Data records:

PR #349, opened 2017-04-06
Adding robust string split function

cjwawrzonek:
-Added robust string split function to strings.dart
-Added unit tests to strings_test.dart
-Modified docs

This split function includes a common use case of cleaning white space and removing empty splits from the returned list of Strings.


cjwawrzonek:
Unmerged. Reasons: use case too narrow, does not internationalize well.

PR #353, opened 2017-06-07
Improve reverse of string.

lrhn:
The existing implementation of reverse was quadratic in the string length.

It's still a very problematic method because it doesn't understand Unicode characters, only code points, so it will mis-attribute combining marks in a reversed string, e.g., reverse("niño") would become "õnin".

### DIFF
--- a/lib/strings.dart
+++ b/lib/strings.dart
@@ -28,9 +28,9 @@ bool isNotEmpty(String s) => s != null && s.isNotEmpty;
 String reverse(String s) {
   if (s == null || s == '') return s;
   StringBuffer sb = new StringBuffer();
-  var runes = s.runes;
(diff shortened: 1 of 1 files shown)


jtmcdole:
This looks like it still writes "õnin" if I put it in dartpad...

jtmcdole:
> Failed dartfmt check: run dartfmt -w lib/ test/

Just run dartfmt again and it's LGTM by me.

lrhn:
Yes, it doesn't fix the inherent problem in the function (which is that it doesn't work for real-life text strings).
That would require a way to recognize grapheme clusters, not just code units.

cbracken:
Thanks! Filed #354 for the composed character ranges bug.

PR #363, opened 2017-09-27
Remove deprecated strings.repeat

cbracken:
repeat was deprecated in f60deadf89036a9e52a23e29a78f20218951f07a.
Callers should use the '*' operator on String instead.


cbracken:
Sadly github doesn't support diffbasing, but I'd like to avoid a merge conflict on rebase ;-)

Ignore the first commit, which is just #362.

Issue #354, opened 2017-06-07
Strings reverse doesn't handle unicode composed characters


cbracken:
Example:
```
reverse('\u{0065}\u{0301}cole');
```
should return `elocé`, but instead returns `eloće`.

lrhn:
This invites the question of whether reversing a string is ever a good idea.

If the string contains *text* (words, phrases, meaning), reversing it is meaningless. If you need to read it right-to-left, Unicode has markers for that (U+200F RIGHT-TO-LEFT MARK), you don't need to reverse the sequence of code points physically

The case where reversing a string might make sense is when it doesn't contain text, just symbols. E.g., you want to to make a fancy ASCII header, so you do:
```dart
header(text, banner) => banner + text + reverse(banner);
print("Hello world!", "--==## "); // prints  "--==## Hello world! ##==--"
```
That requires you to know that the symbols are actually simple. Reversing modern emojis suffers the same problem as the accented text, you might switch the skin color to the wrong face.

Basically, I think `reverse(String)` is just enabling bad behavior, so you could deprecate it instead of fixing it. 

Also, fixing is *hard*. You need to recognize Unicode combining marks. And that's just the beginning.
The zero-width-joiner might combine other characters that are not combining marks. And some characters are combined just by juxtaposition, like regional indicator symbols (we don't want the flag for the United States becoming the flag of the Soviet Union when reversed). I doubt quiver wants to include a Unicode library - the size of the tables can be prohibitive.

All in all, Unicode is *not* built for reversal. If you keep the function, just document that it's only guaranteed to work for ASCII, it's the only way to stay sane :)

cbracken:
@lrhn all good points. A lot of what's in the Quiver strings library falls into the naughty list, though the limitations are mostly documented -- e.g. `isDigit` and `isWhitespace`. Unlike those two however, there's not a ton of use for `reverse` aside from novelty applications. I'm tempted to deprecate and delete it.

`loop` falls into a similar category though its parameters make the potential for badness at least a little clearer -- or at least not particularly worse than `substring` -- but again it feels like basically a novelty function.

PR #368, opened 2017-10-13
Deprecate Strings.reverse

cbracken:
Without full unicode support for composed character sequences,
sequences inclduing zero-width joiners, etc., this function is unsafe
for general use.

No replacement is provided since, aside from novelty applications, this
function has relatively few uses.


cbracken:
See discussion on #354.

Issue #124, opened 2014-04-11
Deprecate/remove {Create,create}[Periodic]Timer and FakeTimer


seaneagan:
They are all superceded by #98.

PR #369, opened 2017-10-13
Deprecate createTimer, createTimerPeriodic

cbracken:
These were originally authored in d5a10fec to support FakeTimer, which
was deprecated in be8d3772 and removed in 36cf71b5. FakeTimer was
superseded by FakeAsync, which provides a more comprehensive solution to
the problem these were originally written to solve.


cbracken:
Fixes #124.

PR #359, opened 2017-07-24
Change multimap to be backed by a LinkedHashMap.

har79:
To fix https://github.com/google/quiver-dart/issues/358

PR #370, opened 2017-10-14
Update changelog to note Multimap is now backed by LinkedHashMap

cbracken:


cbracken:
Reflects change introduced in #359.

PR #380, opened 2017-10-30
Fix missing variable name in fake_async

### LINKED ISSUE #379: _drainTimersWhile signature is missing variable name in predicate signature
The `predicate` argument to `_drainTimersWhile` in `fake_async.dart` uses `_FakeTimer` as a variable name where it is almost certainly intended to be used as the argument type.

This results in unnecessary `dynamic as bottom` hints at use sites.

a14n:
Fixes #379


cbracken:
lgtm

Issue #378, opened 2017-10-29
Consider making _daysInMonth and _isLeapYear public


jolleekin:
When creating a date picker Polymer element, a date picker Angular component, or a subscription management system, developers will likely need `_daysInMonth` and `_isLeapYear`. If these two functions are made public, developers only need to import this package instead of defining their own.

cbracken:
Seems like totally reasonable things for Quiver to expose. I can imagine that long term, we might want to expose a clean set of time APIs, but we can always expose these as top-level functions, then if we ever get around to building something better, add the new APIs and deprecate these ones.

@yjbanov @a14n thoughts?

cbracken:
Landed in #381, will be released in v0.26.0, in #382.

cbracken:
And 0.26.0 is released on pub! @jolleekin Thanks for suggesting this!

PR #381, opened 2017-11-01
Add isLeapYear, daysInMonth, clampDayOfMonth

cbracken:
This change extracts these functions to a new file, util.dart, and makes
them public.

### DIFF
--- a/lib/src/time/util.dart
+++ b/lib/src/time/util.dart
@@ -1,0 +1,58 @@
+// Copyright 2017 Google Inc. All Rights Reserved.
+//
+// Licensed under the Apache License, Version 2.0 (the "License");
+// you may not use this file except in compliance with the License.
+// You may obtain a copy of the License at
+//
+//     http://www.apache.org/licenses/LICENSE-2.0
+//
+// Unless required by applicable law or agreed to in writing, software
+// distributed under the License is distributed on an "AS IS" BASIS,
+// WITHOUT WARRANTIES OR CONDITIONS OF ANY KIND, either express or implied.
+// See the License for the specific language governing permissions and
+// limitations under the License.
+
+part of quiver.time;
+
+/// Days in a month. This array uses 1-based month numbers, i.e. January is
+/// the 1-st element in the array, not the 0-th.
+const _daysInMonth = const [0, 31, 28, 31, 30, 31, 30, 31, 31, 30, 31, 30, 31];
+
+/// Returns the number of days in the specified month.
+///
+/// This function assumes the use of the Gregorian calendar or the proleptic
+/// Gregorian calendar.
+int daysInMonth(int year, int month) =>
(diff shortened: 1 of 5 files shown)


cbracken:
Fixes #378.

lib/src/time/util.dart
```diff
@@ -0,0 +1,59 @@
...
+// distributed under the License is distributed on an "AS IS" BASIS,
+// WITHOUT WARRANTIES OR CONDITIONS OF ANY KIND, either express or implied.
+// See the License for the specific language governing permissions and
+// limitations under the License.
+
+part of quiver.time;
+
+/// Days in a month. This array uses 1-based month numbers, i.e. January is
+/// the 1-st element in the array, not the 0-th.
+const _DAYS_IN_MONTH = const [
```
yjbanov: lowerCamelCase

lib/src/time/util.dart
```diff
@@ -0,0 +1,59 @@
...
+  30,
+  31,
+  31,
+  30,
+  31,
+  30,
+  31
+];
+
+int daysInMonth(int year, int month) =>
```
yjbanov: dartdocs

lib/src/time/util.dart
```diff
@@ -0,0 +1,59 @@
...
+    (month == DateTime.FEBRUARY && isLeapYear(year))
+        ? 29
+        : _DAYS_IN_MONTH[month];
+
+bool isLeapYear(int year) =>
```
yjbanov: dartdocs

lib/src/time/util.dart
```diff
@@ -0,0 +1,59 @@
...
+///
+/// February 31, 2013 => February 28, 2013
+///
+/// When jumping from month to month or from leap year to common year we may
+/// end up in a month that has fewer days than the month we are jumping from.
+/// In that case it is impossible to preserve the exact date. So we "clamp" the
+/// date value to fit within the month. For example, jumping from March 31 one
+/// month back takes us to February 28 (or 29 during a leap year), as February
+/// doesn't have 31-st date.
+int clampDate(int date, int year, int month) =>
```
yjbanov: Is this a good name? `clampDateToMonth`?

yjbanov: Should parameters be named? I hear `DateTime` is changing its signature to name _its_ parameters.

yjbanov:
Also, what do you think of moving these into a new library named `calendar`? It's weird from the discoverability standpoint to put them in `time.dart`.

yjbanov:
lgtm

lib/src/time/util.dart
cbracken: Done - looks like we almost certainly depend on `meta` via `matcher` anyway` :)

cbracken: Done: `clampDayOfMonth`

Issue #385, opened 2017-11-16
LinkedLruHashMap: Bad state when remove() removes the last entry


hugovangalen:
My own code crashed in the method `_removeLru` with a null pointer access when calling `_tail.next`.

After debugging I discovered that the cause seems to be in the `remove()` method. 

There exists a check whether the removed `entry` is equal to `_head`, or it is equal to `_tail`. 

If it happens to be the last item that gets removed, that is not handled correctly. Right now it branches into the `entry == _head`, resets _head, but leaves _tail in its old value, which is wrong. 

If my understanding is correct, in that case both `_tail` and `_head` need to be reset to null. Adding a test for `entry == _head && entry == _tail` to reset the `_tail` and `_head` to `null` appears to fix the problem:

```
  @override
  V remove(Object key) {
    final entry = _entries.remove(key);
    if (entry != null) {
      if (entry == _head && entry == _tail) {
        _head = null;
        _tail = null;
      } else if (entry == _head) {
        _head = _head.next;
      } else if (entry == _tail) {
        _tail.previous.next = null;
        _tail = _tail.previous;
      } else {
        entry.previous.next = entry.next;
      }

      return entry.value;
    }
    return null;
  }
```

cbracken:
Fixed by #386 and released in v0.26.1. Thanks for diagnosing and reporting this!

hugovangalen:
@cbracken No problem. I'd like to stress that there are still issues with dangling references. See ticket #412.

PR #386, opened 2017-11-16
Fix bad tail state in LRU map on removal of last entry

cbracken:
On removal of the last entry from an LRU map, the entry is both _head
and _tail. The existing remove() implementation matched it against
_head, which was then updated to _head.next (null), but _tail was left
unmodified in a bad state.

Since _tail is not null, the next insertion into the newly-empty map
don't reset it. When the map size eventually exceeds the maximum size,
_removeLru() is called to evict _tail, resulting in a null-pointer
exception as _removeLru() attempts to get _tail.previous (null) and then
set .next on that.

### DIFF
--- a/CHANGELOG.md
+++ b/CHANGELOG.md
@@ -1,3 +1,9 @@
+#### 0.27.0-dev
+
+   * Fix: when removing the last item, `LinkedLruHashMap` was put into a state
+     such that the next cache eviction could cause a null-pointer exception.
+     Issue [#385](https://github.com/google/quiver-dart/issues/385).
+
 #### 0.26.0 - 2017-11-01
    * BREAKING CHANGE: eliminated deprecated `flip`. Replaced by `reverse` in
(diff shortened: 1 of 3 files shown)


cbracken:
Fixes #385.

CHANGELOG.md
```diff
@@ -1,3 +1,9 @@
+#### 0.27.0-dev
```
tvolkert: If you plan on releasing this now, then bump the pubspec version as well

cbracken: I'm actually planning to do a trick here and release v0.26.1 since all changes since 0.26.0 are backwards-compatible. Keeping this as-is though since the current pubspec version is 0.27.0-dev and I've got one more update to land since we set the dev version. 

Typically we update this value in a release commit that updates the pubspec, the readme and the changelog atomically.

cbracken:
Released in v0.26.1

PR #393, opened 2017-11-16
Use the expanded test reporter

cbracken:
This ensures we emit one line per test as opposed to overwriting with
each pass.


yjbanov:
lgtm

PR #21, opened 2015-12-31
Rotate cli command

saldoukhov:
Exposing rotate functionality previously available only from keeper
shell as a cli command. Example: keeper rotate —match=“MySQL Dev”


keepercommander/__init__.py
```diff
@@ -14,7 +14,12 @@
 @click.version_option(version=__version__)
 @click.pass_context
 def main(ctx, debug, server, user, password, config):
-
+    '''
+    \b
```
saldoukhov, line 18: This keeps comment as block

PR #28, opened 2016-11-11
record print and bug fixes

saldoukhov:
The following changes and fixes:
- equals sign is stripped after b64 encode
- get-rec command is added
- rotate command does not require  plug anymore
- —print option is added to rotate command


kelygirl:
Ray what are you doing? All I still want is your time. Guess its never
gonna be anything you give to me....

PR #113, opened 2019-02-28
Updated class RecordUploadAttachmentCommand

tonylanglet:
There is an issue when trying to add a file as an attachment. When using the argument --file the current setup reads through the string character by character and tries to add a file with the name of each character. By removing the loop through and adding the kwargs['file'] variable you'd be able to upload one file. A comma seperated array could probably be a solution for this class if want to add more than one file at the time. 

Current result when trying to add a file from a regular windows file path like <c:\users\tony\desktop\pythonversion.png>:
    + CategoryInfo          : NotSpecified: (File C does not exists:String) [], RemoteException
    + FullyQualifiedErrorId : NativeCommandError
 
File : does not exists
File \ does not exists
File u does not exists
File s does not exists
File e does not exists
File r does not exists
File s does not exists
File \ does not exists
File t does not exists
File o does not exists
File n does not exists
File y does not exists
File \ does not exists
File d does not exists
File e does not exists
File s does not exists
File k does not exists
File t does not exists
File o does not exists
File p does not exists
File \ does not exists
File p does not exists
File y does not exists
File t does not exists
File h does not exists
File o does not exists
File n does not exists
File v does not exists
File e does not exists
File r does not exists
File s does not exists
File i does not exists
File o does not exists
File n does not exists
File . does not exists
File P does not exists
File N does not exists
File G does not exists
No files to upload

### DIFF
--- a/keepercommander/commands/record.py
+++ b/keepercommander/commands/record.py
@@ -668,12 +668,11 @@ class RecordUploadAttachmentCommand(Command):
 
         files = []
         if 'file' in kwargs:
-            for name in kwargs['file']:
-                file_name = os.path.abspath(os.path.expanduser(name))
-                if os.path.isfile(file_name):
-                    files.append(file_name)
-                else:
-                    api.print_error('File {0} does not exists'.format(name))
+            file_name = os.path.abspath(os.path.expanduser(kwargs['file']))
+            if os.path.isfile(file_name):
+                files.append(file_name)
+            else:
+                api.print_error('File {0} does not exists'.format(kwargs['file']))
         if len(files) == 0:
             api.print_error('No files to upload')
             return


keepercommander/commands/record.py
```diff
@@ -668,12 +668,11 @@ def execute(self, params, **kwargs):
 
         files = []
         if 'file' in kwargs:
-            for name in kwargs['file']:
```
sk-keeper, line 671: 'file' parameter is defined as
`upload_parser.add_argument('--file', dest='file', action='append', required=True, help='file name to upload.')`
So, file parameter is expected to be a list of strings. 
Probably, 'argparse' package for some Python versions on Windows do not parse a single 'file' parameter as a list.
The proper solution would be checking type of kwargs['file'] and run the old code if it's a list or new code if it's a str

sk-keeper: What Python version do you use?

tonylanglet: Makes sense...
I'm uisng the python version which is included in WinPy-3670 which is python-3.6.7.amd64

sk-keeper: I cannot duplicate this issue in WinPy-3670.
`upload-attachment --file="C:\\Users\sk\aa" NmMRFMQOU5tHJMQXtMQRYL`
command successfully uploads file attachment.
Is it possible that system 'argparse.py' script is altered or conflicting package is installed with pip?
It would be nice to know the problem before applying the patch.

tonylanglet: @sk-keeper Thanks for taking your time to investigate this so called problem I encountered. I've now found what the issue was from my part. As I'm creating a wrapper for powershell there was one of the jumps between systems that made the input wrong. As you mentioned in the first part dest='file' was what was lacking in my script and therefore it failed. 

You could remove this pull-request as it is not needed if you do it the right way.

PR #120, opened 2019-03-28
Audit log export to Azure Log Analytics

LukasNespor:


keepercommander/commands/enterprise.py
```diff
@@ -120,7 +122,7 @@ def register_command_info(aliases, command_info):
 
 
 audit_log_parser = argparse.ArgumentParser(prog='audit-log', description='Export enterprise audit log')
-audit_log_parser.add_argument('--target', dest='target', choices=['splunk', 'syslog', 'syslog-port', 'sumo'], required=True, action='store', help='export target')
+audit_log_parser.add_argument('--target', dest='target', choices=['splunk', 'syslog', 'syslog-port', 'sumo', 'log-analytics'], required=True, action='store', help='export target')
```
sk-keeper, line 125: Would you mind 'log-analytics' to be renamed to 'azure'?

LukasNespor: Well Azure is cloud platform and Log Analytics is a service, so it would be confusing for users familiar with Azure and Log Analytics. Also other services in Azure could be used for storing logs. Maybe 'azure-la'?

sk-keeper: 'azure-la' sounds good. 'log-analytics' may be confusing for users unfamiliar with Microsoft's Azure stack

PR #121, opened 2019-03-28
Audit log export to JSON format

LukasNespor:


keepercommander/commands/enterprise.py
```diff
@@ -1335,6 +1335,42 @@ def chunk_size(self):
...
+    def export_events(self, props, events):
+        filename = props['filename']
+        logf = open(filename, mode='w')
+
+        try:
+            json.dump(events, logf)
+        finally:
+            logf.flush()
+            logf.close()
+
```
sk-keeper, line 1379: export_events overrides already exported events. 
The export file contains events from the last chunk only.
Chunk is 1000 events.

LukasNespor: Yes, that is true. This behavior is also stated in readme. We have use case in our company, that we need only thouse incremental logs and process them with different application before sending to some system. It is much easier to deserialize JSON then parsing lets say for example syslog format. So I thought, that it may be helpful to someone else.

LukasNespor:
Sorry, I mistakenly deleted the branch :) but restored it immediately back.

keepercommander/commands/enterprise.py
sk-keeper: Even incremental sync is going to be truncated to the last chunk if number of audit events exceeds 1000. The result JSON file will never contain more than 1000 events.
For instance: there are 5100 audit event to be downloaded. The resulting export file is going contain last 100 events. The previous 5000 events will be lost

sk-keeper: Probably, exporting audit log to JSON requires output file rotation similar to the one used in export to syslog

LukasNespor: Oh, I didn't realize that it is exporting events in chunks and that file is overwritten with every iteration. See latest commit.

LukasNespor:
@sk-keeper Is there any issue with the code that I can fix?

sk-keeper:
> @sk-keeper Is there any issue with the code that I can fix?

I just back from vacation. This pull request has merge conflicts. No problem, I'll fix it

PR #241, opened 2020-05-08
Send yubikey prompts to the tty, as with user/pass

### LINKED ISSUE #238: U2F fails in batch mode
When using batch mode with a 2FA Yubikey enabled account, keeper prompts for the U2F touch however immediately falls through to a 2FA code prompt, as if "Enter" had been pressed.

env: 
```
% sw_vers 
ProductName:	Mac OS X
ProductVersion:	10.15.4
BuildVersion:	19E287
% keeper --version                                         
Keeper Commander, version 4.31
```

- keeper installed via `pip3`, per readme

repro:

### [WHAT IS BEING ASKED]
Please make an exact copy of the lines above from the line with "function has relatively few uses." through the line with "was deprecated in be8d3772", both ends included.

### [EXERCISE RESPONSE]
function has relatively few uses.


cbracken:
See discussion on #354.

Issue #124, opened 2014-04-11
Deprecate/remove {Create,create}[Periodic]Timer and FakeTimer


seaneagan:
They are all superceded by #98.

PR #369, opened 2017-10-13
Deprecate createTimer, createTimerPeriodic

cbracken:
These were originally authored in d5a10fec to support FakeTimer, which
was deprecated in be8d3772 and removed in 36cf71b5. FakeTimer was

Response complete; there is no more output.